### Data records
★ ★ ★ ★

PR #58, opened 2021-08-30
salt-ssh configurable compression proposal

nergdron:
This was recommended by @waynew on salt ticket [60479](https://github.com/saltstack/salt/issues/60479). It's a feature request to be able to configure the compression type and level used on thin tarballs for distribution by `salt-ssh`.

### DIFF
--- a/salt-ssh-configurable-compression.md
+++ b/salt-ssh-configurable-compression.md
@@ -1,0 +1,80 @@
+- Feature Name: salt-ssh-configurable-compression
+- Start Date: 2021-08-30
+- SEP Status: Draft
+- SEP PR:
+- Salt Issue: [#60479](https://github.com/saltstack/salt/issues/60479)
+
+# Summary
+[summary]: #summary
+
+we should be able to configure the type and strength of compression used on the
+salt thin tarball for distribution via salt-ssh.
+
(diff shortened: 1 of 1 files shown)


waynew:
This will be SEP 36 - feel free to update your filename/file contents :+1:

waynew:
:+1: from me. I think it's a great idea, and it seems like something that would be straightforward to implement. The main risk that I see is around the config, as you called out in the SEP. We definitely have native minions that would have different compression tools available, but if we could use some kind of targeting similar to the way we do with top files, in theory that should solve the problem.

It *may* be possible that we have to ship that information alongside the thin, but I'm not positive, having not looked closely at that code lately :upside_down_face:.

I think it would be 100% possible to build up this functionality in layers - if we start with just allowing support for any of the built-in compression, we could merge that in and then work up to whatever alternative approaches we need.

waynew (approved):

waynew:

---

To summarize:

No objections have been made, a few possible approaches were mentioned. Given the gap, after next week we'll go ahead and put this into final comment period.

dmurphy18 (approved):

whytewolf (approved):

PR #61, opened 2022-02-10
SEP 38: a stupid idea for a pillar fileserver.

whytewolf:
I know this isn't the most intelligent idea. and is not fully fleshed out currently. I welcome all criticisms. including the bad English.

### DIFF
--- a/0038-pillar_fileserver.md
+++ b/0038-pillar_fileserver.md
@@ -1,7 +1,7 @@
 - Feature Name: Pillar Fileserver 
 - Start Date: 2022-02-10
 - SEP Status: Draft
-- SEP PR:
+- SEP PR: 38
 - Salt Issue:
 
 # Summary
@@ -32,7 +32,7 @@ Here is a list of bugs/feature requests this would help remove.
 * [#61508](https://github.com/saltstack/salt/issues/61508)
 * [#59443](https://github.com/saltstack/salt/issues/59443) since the render engine is separated from the fetch engine would 
          all true env separation
-* 
+* [#14354](https://github.com/saltstack/salt/issues/14354)
 
 # Design
 [design]: #detailed-design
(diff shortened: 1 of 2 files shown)


waynew:
I probably need to read through this a few times but... I actually really like the fundamental idea happening here.

I've noticed as I've dug into several of the bits of Salt that there are places where we should just have a nice, well-defined API, and the backing service is just kinda like :shrug: cool whatever.

But we end out with some weird tweaks instead, for particular backing systems.

It would be pretty amazing, though, to have a more generic fileserver for pillars (and more?)

whytewolf:
Those points you made in https://github.com/saltstack/salt/issues/61508 are awesome for the git pfs, When i get some time I'll look into adding those into the draft, in part with examples of how to work with the fileserver from the backends perspective.

dmurphy18:
@waynew Thanks, thought - with Tiamat we can control the versions of pygit2/libgit2 used, so the issues encountered with the rpm/deb packages and the environments in use should be mitigated.  So the SEP might only apply for Tiamat based functionality which implies a parting of the ways from regular OS distributed packages.

whytewolf:
well this sep actually covers a lot more then just git_pillar. it separates out the file server fetch from the render completely. and adds an interface over top that lets any backend that works with files be used as a root pillar filesystem much like the normal salt fileserver. calling out the git functionality directly is a nice to have but it isn't the main focus. so much of the problems your describing with libgit and all that were never a consideration for this SEP.

This SEP was born more out of having 500 different ways of doing what amounts to the same thing with regards to handling pillar in different systems. forcing a splitting of tool functionality just to handle all the cases and not everything working together in a cohesive manner. 

that being said by the time it is implemented I am sure we will be on a tiamat build as the core system anyway. so I do expect the libgit issues to be covered by then. 

and as @waynew  pointed out this kind of starts down a solid path of removing hacks and starting to work more towards functional APIs. as well as allowing more entry points for salt extensions.

PR #62, opened 2022-02-17
Allow use YAML dictionaries instead of arrays in Salt SLS files

MurzNN:
This SEP is a continuation of tech debt issue https://github.com/saltstack/salt/issues/61649

### DIFF
--- a/XXXX-yaml-dictionaries.md
+++ b/XXXX-yaml-dictionaries.md
@@ -1,0 +1,168 @@
+- Feature Name: yaml-dictionaries
+- Start Date: 2022-02-17
+- SEP Status: Draft
+- SEP PR: (leave this empty)
+- Salt Issue: (leave this empty)
+
+# Summary
+[summary]: #summary
+
+Allow use YAML dictionaries instead of arrays in Salt SLS files
+
+# Motivation
+[motivation]: #motivation
+
+Many people are embarassed when see that Salt uses arrays to describe key-value structures in SLS files, like this:
+```yaml
+/etc/foo.conf:
+  file.managed:
+    - source:
+      - 'salt://foo.conf?saltenv=dev'
+    - user: foo
+    - group: users
+    - mode: '0644'
+    - attrs: i
+```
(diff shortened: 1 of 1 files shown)


OrangeDog:
> @whytewolf: this actually would take a bunch of deep level changes. mainly to the way module.function is evaluated between high and low states.
-- https://github.com/saltstack/salt/issues/61649#issuecomment-1041873374

I don't think so. A renderer can just parse the yaml, then convert the dicts back to lists (e.g. via `.items()`).

The default `yaml` renderer could be changed to do it if it detects dicts, or a new `yaml_dict` renderer added.
People could do it right now with a custom renderer (e.g. in a salt-extension).

whytewolf:
> > @whytewolf: this actually would take a bunch of deep level changes. mainly to the way module.function is evaluated between high and low states.
> > -- [saltstack/salt#61649 (comment)](https://github.com/saltstack/salt/issues/61649#issuecomment-1041873374)
> 
> I don't think so. A renderer can just parse the yaml, then convert the dicts back to lists (e.g. via `.items()`).
> 
> The default `yaml` renderer could be changed to do it if it detects dicts, or a new `yaml_dict` renderer added. People could do it right now with a custom renderer (e.g. in a salt-extension).

the problem with the default yaml render getting involved at all,

the default yaml render is used a lot of places where that will change currently working behavior. such as pillar and default.yml. places were the returned information should be 1:1. in order to work with that the rendering would need to be context aware. which adds more processing of information into the renderer. 

one of the arguments was that this would improve performance but in having to make it context aware would actually decrease performance. 

to see an increase in performance you would have to do what i was saying and change the state behavior. 

however introducing a new renderer that is not contextual could be used to let users make the choice either way. default would still be the same and work in the same way. to enable the behavior described set `renderer: jinja|dict_yaml` in the minion. would still need to set your #! renders in default files.

OrangeDog:
(this isn't SEP 62 by the way, the SEP number is different to the PR number)

PR #64, opened 2022-03-30
Suggestion for a new way to write states

lowercase00:
Hi all.
Would like to propose a structural change in the way States are written.
Details on the .md file.
Thanks for opening this space up!


OrangeDog:
First impressions are I don't think it's any simpler. Maybe if you're already familiar with the complexity of k8s, but I'm not.

As with SEP-62, you can implement this yourself with a custom renderer. I'm not convinced it will handle every case as nicely as you imagine. Try `module.run` , extends, requisites, and other global state arguments.

lowercase00:
Thanks for your comment @OrangeDog ! 

Yes, I understand the possibility of implementing it with a custom renderer. But apart from the way we use and write states, this is a proposal mostly thinking of (bringing) new users in.

The explicit, "key first", approach (the dictionary key being descriptive) _tends_ to be more common across a range of tools (kubernetes, github actions, bitbucket pipelines, docker, ansible, stackstorm, drone.io and a few other tools we've used), and in my personal opinion, more readable, clearer and easier to write.

I understand that, as the current way of writing states has been around for quite a while, for existing (experienced and knowledgeable) Salt users this may come as unnecessary complexity. The goal for this specific proposal is to help making Salt simpler and more straight forward, and being a beginner myself I found it significantly harder to grasp Salt State than a few other of those tools mentioned.

The other aspect that I think could be relevant is internal adoption. For enterprise users that tend to have qualified and senior professionals in greater numbers, I imagine this tends to be less of an issue, but when thinking of adopting Salt internally on smaller companies, the perceived difficulty by junior team members as a whole end up being a relevant factor to consider, since training is (relatively speaking) more expensive and time consuming then on an enterprise with a fully qualified devops teams.

Obviously that's just how I interpreted things, and I understand that this may not be the case for the majority of users, these arguments are all hard (if not impossible) to measure / test / assess .

jcockhren:
I like the spirit of this SEP and can empathize with the author. I think the scope of this SEP should be reduced to focusing on metadata. 

I do not appreciate having to write extremely verbose YAML because it's harder for me to pick up and write/template (e.g., k8s). I like salt b/c the conventions allow me to write and test Salt states very quickly. However, the author has made a valuable point about having more descriptive keys would lead to more clarity for those who want to review/learn states.

I like the addition of a `metadata` key. This would need to be optional to ensure backward compatibility. I also think a state's `version` and `name` also belongs under the metadata key

```yaml
----

metadata:
  name: My awesome state
  description: This state does stuff
  version: v1
```

The metadata key alone would enhance states significantly when it comes to documentation. It would be trivial to auto-generate documentation using the `metadata` key.

On the other hand, I disagree the `spec` key format the author proposed:

- Forcing a user to manually create a unique ID for each state is burdensome.
- The entire file is a spec, so nesting under a `spec` key is unnecessary, in my opinion.
- an explicit `name` key is also unnecessary since the following already works:

```
install all the things:
  pkg.installed:
     - name: thethings 
```

I think the scope of this enhancement could be significantly reduced to get it across the finish line.

PR #21, opened 2024-07-02
Fallback to vim.ui.select if Telescope is not found

julienvincent:
Currently the `set_selected_env` API only supports telescope. This changes it to fallback to using native `vim.ui.select`, which can already be mapped to other pickers by using something like [dressing](https://github.com/stevearc/dressing.nvim)


gorillamoe:
Thanks for this great addition! 👌🏾

PR #22, opened 2024-07-02
Add a warning that this only works on 0.10

julienvincent:
It took me a while to realise that the reason it was failing was because I was on 0.9.5. Having this on the front page would be useful.


gorillamoe:
Thanks for making the readme easier to understand! 💪🏾

Issue #41, opened 2024-07-10
Kulala blocks/freezes neovim waiting for http response


coltorl:
Hello, I just started using the plugin and I think it's really neat! When I make a simple GET request with a debugger running with a breakpoint on the entrance to the GET function, the whole neovim client freezes. I believe it is because of a blocking cmd run here: https://github.com/mistweaverco/kulala.nvim/blob/939025ce5357d1d534a01faf454e012d87874f59/lua/kulala/cmd/init.lua#L9

The command blocks the neovim client until the response is returned, however because I have dap running in the same frozen client, I can't unbreak out of the breakpoint so it just stays frozen.

I fixed this locally and will open a PR for you to review/improve upon.

Thanks again!

gorillamoe:
Awesome improvement! 💪🏾

PR #42, opened 2024-07-10
make cmd non-blocking

coltorl:
Addresses #41


yujinyuz:
I also tested this and seems like a good solution.

But the only problem so far is that if the API responds too long, it immediately shows the results of an old request

gorillamoe (approved):

PR #85, opened 2024-07-29
docs: fix type annotations syntax to follow LuaCATS

TheLeoP:
https://luals.github.io/wiki/annotations/#return


gorillamoe (approved):
Thanks for making these improvements <3

PR #86, opened 2024-07-30
fix(fs): avoid infinite loop searching parent dir

### LINKED ISSUE #83: Bug: [windows] while using oil.nvim `find_file_in_parent_dirs` creates an infiinte looop
Opening Neovim via `nvim .` (current working directory) while using both `kulala.nvim` and `oil.nvim` results in an infinite loop.

This happens because the function is checking `dir ~= '/' and dir:match('[A-Z]:\\') == nil`, but `dir` never gets the expected value (the values of `dir` in each iteration are showed bellow)

```
function#while dir: "oil:///C/Users/pcx/AppData/Local"
function#while dir: "oil:///C/Users/pcx/AppData"
function#while dir: "oil:///C/Users/pcx"
function#while dir: "oil:///C/Users"
function#while dir: "oil:///C"
function#while dir: "oil"
function#while dir: "."
function#while dir: "."
function#while dir: "."
...
```

Possible solutions(non exclusive):
- Use `vim.fs.find` (with a hard limit of upwards directories) instead of a while loop in `find_file_in_parent_dirs`
- Do not search for `.env` files always on startup. Do it instead on an filetype autocmd for `http` instead

I'll be happy to open a PR with any of these (or any other) solution :D

TheLeoP:
Fixes #83

### DIFF
--- a/lua/kulala/utils/fs.lua
+++ b/lua/kulala/utils/fs.lua
@@ -5,20 +5,7 @@ local M = {}
 -- @return string|nil
 -- @usage local p = fs.find_file_in_parent_dirs('Makefile')
 M.find_file_in_parent_dirs = function(filename)
-  local dir = vim.fn.expand('%:p:h')
-  -- make sure we don't go into an infinite loop
-  -- if the file is in the root directory of windows or unix
-  -- we should stop at the root directory
-  -- for linux, the root directory is '/'
-  -- for windows, the root directory is '[SOME_LETTER]:\'
-  while dir ~= '/' and dir:match('[A-Z]:\\') == nil do
-    local parent = dir .. '/' .. filename
-    if vim.fn.filereadable(parent) == 1 then
-      return parent
-    end
-    dir = vim.fn.fnamemodify(dir, ':h')
-  end
-  return nil
+  return vim.fs.find({filename}, {upward=true, limit=1})[1]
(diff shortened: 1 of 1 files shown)


gorillamoe:
Thanks for making Kulala a better tool for everyone.

I'm not sure if this is the right approach to deal with it.. If I understand it correctly it will just look up one dir, right?

If so, I wont have that PR getting merged, as is, but will propose a different solution to the problem, because the spec clearly says, that it will traverse the whole directory tree upwards, until it finds a file.

gorillamoe:
I have to correct myself; it's not the spec that says it, but some other clients do it this way e.g. [visual studio](https://learn.microsoft.com/en-us/aspnet/core/test/http-files?view=aspnetcore-8.0)

> The environment file doesn't have to be in the project folder. Visual Studio looks for an environment file in the folder where the .http file exists. If it's not in that folder, Visual Studio looks through the parent directories to find it. When a file named http-client.env.json is found, the search ends. The file found nearest to the .http file is used.

TheLeoP:
> If I understand it correctly it will just look up one dir, right?

No. It will always stop after finding the first file (hence the `limit =1`). It just handles better not getting stuck in an infinite loop

gorillamoe (approved):

PR #110, opened 2024-08-09
Allow spaces in query part from request line

Grueslayer:
The request line was spliitted by space, so it was not possible to add spaces to the query values.
Now the parts Method, Url, Version are explicitly splitted.


gorillamoe:
Shit, we have a regression. My first thought was that it has something to do with this PR, but it's present in main :see_no_evil: 

Seems fine to me.

gorillamoe (approved):

Issue #121, opened 2024-08-11
Headers with values containing a colon are not parsed correctly


felixscherz:
Hi, thank you for working on this plugin!

I was playing around with the authorization headers and found that basic auth would not work for me. This is the request I tried:

```
GET http://httpbin.org/basic-auth/foo/bar HTTP/2.1
Authorization: Basic foo:bar
```
Which using `curl -v http://httpbin.org/basic-auth/foo/bar -u foo:bar` should respond with

```json
{
  "authenticated": true,
  "user": "foo"
}
```
I investigated this a bit and found that the headers were not being parsed correctly if the value contained a colon (`:`).
Slightly modifying the regular expression used for parsing the headers fixed the issue for me, I'll submit a pull request in a second :)

gorillamoe:
You're a hero! :heart:! What a great catch! Thanks for your PR! It's already merged into main and will be released soon!

PR #122, opened 2024-08-11
fix: split headers into key value at first colon

felixscherz:
Hi, this is in regards to #121.
With this change, headers are split into key, value pairs at the first colon.

### DIFF
--- a/lua/kulala/parser/init.lua
+++ b/lua/kulala/parser/init.lua
@@ -185,7 +185,7 @@ M.get_document = function()
             request.body = request.body .. line .. "\r\n"
           end
         end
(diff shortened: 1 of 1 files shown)


gorillamoe:
What a great catch :heart_eyes: !!!

gorillamoe (approved):

estacioneto:
Hi,

First of all, nice catch indeed, @felixscherz!

`kulala.inspect()` still does not show the header so running `kulala.run()` from the computed buffer doesn't work. I'll investigate it to see if I can find where it's failing.

FYI @gorillamoe

PR #134, opened 2024-08-14
feat: add option to configure split direction

shaeinst:


shaeinst (commented):
opps we already have CONFIG, my bad.

gorillamoe (approved):

PR #142, opened 2024-08-15
Vscode rest client env support

Grueslayer:
### vscode_rest_client_environmentvars

If enabled, Kulala searches for `.vscode/settings.json` or `*.code-workspace` files in the current directory and its parents to read the `rest-client.environmentVariables` definitions (`$shared` will be treated as `_base`).

If `http-client.env.json` is also present, it will be merged (and overwrites variables from VSCode).

Possible values:

- `true`
- `false`

Default: `false`

Example:

```lua
require("kulala").setup({
  vscode_rest_client_environmentvars = true,
})
```

### DIFF
--- a/docs/docs/getting-started/setup-options.md
+++ b/docs/docs/getting-started/setup-options.md
@@ -67,7 +67,9 @@ require("kulala").setup({
     "}",
   },
   -- enable winbar
-  winbar = false;
+  winbar = false,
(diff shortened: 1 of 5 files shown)


gorillamoe (approved):

gorillamoe:
Thanks for this awesome feature! :heart:

PR #153, opened 2024-08-18
Fix url parsing bug

zruhao:
Fixed the issue of Nil pointers in certain URL parsing, such as http://hostname/xxx?a=1&b


gorillamoe:
Thanks for the awesome bugfix!

gorillamoe (approved):

PR #154, opened 2024-08-18
Enable pre- and post-request scripting support.

gorillamoe:
Enable pre- and post-request scripting support.

## Example inline

```http
< {%
// some inline javascript pre-request script
%}
GET https://httpbin.org/get HTTP/1.1

> {%
// some inline javascript post-request script
%}
```

## Example file

```http
< ./pre-process.js
GET https://httpbin.org/get HTTP/1.1

> ./post-process.js
```

This matches the [this](https://www.jetbrains.com/help/idea/exploring-http-syntax.html) behaviour.


zruhao (approved):

gorillamoe:
> Is there support for using libraries in scripts? Like `moment`.
> 
> In postman, I can use it like this.
> 
> ```js
> const randomDate = require('moment')().format('YYYY-MM-DD HH:mm:ss')
> ```

If you have that package 📦 installed globally 🌎 or local to that `.http` in `node_modules` folder, then yes.

gorillamoe:
> Is there support for using libraries in scripts? Like `moment`.
> 
> In postman, I can use it like this.
> 
> ```js
> const randomDate = require('moment')().format('YYYY-MM-DD HH:mm:ss')
> ```

Should work like that: https://kulala.mwco.app/docs/scripts/overview#using-node-modules

PR #90, opened 2021-01-03
Use alternate name for DATABASE_PORT var

danieltharp:


danieltharp:
This also renames the github actions file to include `php` as there will be another build one for postgres dev. This PR should be ready to squash and merge.

.github/workflows/docker-build-push-php.dev.yml
```diff
@@ -31,7 +32,7 @@ jobs:
             IMAGE_TAG: ${{ github.sha }}
           run: |
             set -ex
-            docker build --build-arg MAIN_DOMAIN=wikijump.dev --build-arg FILES_DOMAIN=wjfiles.dev -t $ECR_REGISTRY/$ECR_REPOSITORY:$IMAGE_TAG .
+            docker build --build-arg WIKIJUMP_REPO_BRANCH=${GITHUB_REF##*/} --build-arg MAIN_DOMAIN=wikijump.dev --build-arg FILES_DOMAIN=wjfiles.dev -t $ECR_REGISTRY/$ECR_REPOSITORY:$IMAGE_TAG .
```
rossjrw, line 35: Is `${GITHUB_REF##*/}` a shell variable? If so:

1. what does `##*/` mean?
1. I don't see where `GITHUB_REF` is being set - should this be an actions expression, e.g. [`${{ github.ref }}`](https://docs.github.com/en/free-pro-team@latest/actions/reference/context-and-expression-syntax-for-github-actions#github-context)?

danieltharp: `GITHUB_REF` is an environment variable set by the GitHub Actions runner that contains the branch along with some other stuff, the `##*/` is a substring search in bash: https://tldp.org/LDP/abs/html/parameter-substitution.html

rossjrw: > ${var##Pattern} Remove from $var the longest part of $Pattern that matches the front end of $var. 

I assume it takes `refs/heads/whatever`, globs `*/` against `refs/heads/` and trims it? If so, works for me

rossjrw (approved):

PR #92, opened 2021-01-07
Move to single install folder

danieltharp:
This completes the refactor of the `infra` and `install` folders to a single location, it breaks out local vs. aws deployments and allows for 3 tiers of development.


emmiegit (approved):
I brought up my concerns regarding code drift in chat, but given the configurations will be different, I'm fine with the PR :pineapple:

PR #95, opened 2021-01-12
Update README, Wikijump is separate from EN Tech

emmiegit:
While there is significant, the Wikijump team is separate from the EN Tech Team, and going forward this will diverge further. Additionally, Wikijump as an entity will be incorporated separately from the SCP Wiki.

This PR intends to update the README to reflect this.


rossjrw (approved):

emmiegit:
thanks @rossjrw

PR #100, opened 2021-01-25
[WJ-153] Allow inline use of newline blocks

emmiegit:
To resolve [WJ-153](https://scuttle.atlassian.net/browse/WJ-153), this issue lifts the requirement that newline-separated blocks must have newlines, permitting them to be declared inline.

However they still maintain the newline-consuming behavior, so that existing uses of the syntax does not break.

Newly-accepted syntax:
```
[[div]]Alpha beta gamma[[/div]]
```
Which is equivalent to:
```
[[div]]
Alpha beta gamma
[[/div]]
```

### DIFF
--- a/ftml/src/parsing/rule/impls/block/blocks/include.rs
+++ b/ftml/src/parsing/rule/impls/block/blocks/include.rs
@@ -33,6 +33,7 @@ pub const BLOCK_INCLUDE: BlockRule = BlockRule {
     name: "block-include",
     accepts_names: &["include"],
     accepts_special: false,
+    newline_separator: true,
     parse_fn,
 };
 
--- a/ftml/src/parsing/rule/impls/block/blocks/include.rs
+++ b/ftml/src/parsing/rule/impls/block/blocks/include.rs
@@ -33,7 +33,7 @@ pub const BLOCK_INCLUDE: BlockRule = BlockRule {
     name: "block-include",
     accepts_names: &["include"],
     accepts_special: false,
-    newline_separator: true,
+    accepts_newlines: true,
     parse_fn,
 };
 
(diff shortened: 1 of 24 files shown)


ftml/src/parsing/rule/impls/block/blocks/include.rs
```diff
@@ -33,7 +33,7 @@ pub const BLOCK_INCLUDE: BlockRule = BlockRule {
     name: "block-include",
     accepts_names: &["include"],
     accepts_special: false,
-    newline_separator: true,
+    accepts_newlines: true,
```
rossjrw, line 36: Just noting that I'm curious how this will work for blocks such as include, which to my knowledge doesn't have a concept of a head or tail, which is what I assumed `accepts_newlines` is for - it just has a single tag

ftml/src/parsing/rule/impls/block/mod.rs
```diff
@@ -61,8 +61,9 @@ pub struct BlockRule {
     /// `[[user aismallard]]` and `[[*user aismallard]]`.
     accepts_special: bool,
 
-    /// Whether this block wants its head and tail to be separated by newlines.
-    newline_separator: bool,
+    /// Whether this block allows its head and tail to be separated by newlines.
```
rossjrw: While "allows" is probably clear enough, I'd prefer to specify explicitly that the newlines are optional (assuming this is the case)

rossjrw (approved):

ftml/src/parsing/rule/impls/block/blocks/include.rs
emmiegit: Do you have any examples other than `[[include]]`? Includes are a special case that are replaced before the preprocessor step.

But if you mean head-only blocks like `[[module Rate]]`, it will try to consume a newline after, then stop because there's no body to fetch.

rossjrw: That's a good point regarding include. The rating module is also the only example I had in mind, I guess there's also [[newlines n]].

I think that default response - consuming a newline if possible and stopping there - is fine for cases like these.

emmiegit:
thanks @rossjrw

★ ★ ★ ★

### About this task
Search the entries for the word "compression" and copy every line that holds it.

### Expected output
salt-ssh configurable compression proposal
This was recommended by @waynew on salt ticket [60479](https://github.com/saltstack/salt/issues/60479). It's a feature request to be able to configure the compression type and level used on thin tarballs for distribution by `salt-ssh`.
--- a/salt-ssh-configurable-compression.md
+++ b/salt-ssh-configurable-compression.md
+- Feature Name: salt-ssh-configurable-compression
+we should be able to configure the type and strength of compression used on the
:+1: from me. I think it's a great idea, and it seems like something that would be straightforward to implement. The main risk that I see is around the config, as you called out in the SEP. We definitely have native minions that would have different compression tools available, but if we could use some kind of targeting similar to the way we do with top files, in theory that should solve the problem.
I think it would be 100% possible to build up this functionality in layers - if we start with just allowing support for any of the built-in compression, we could merge that in and then work up to whatever alternative approaches we need.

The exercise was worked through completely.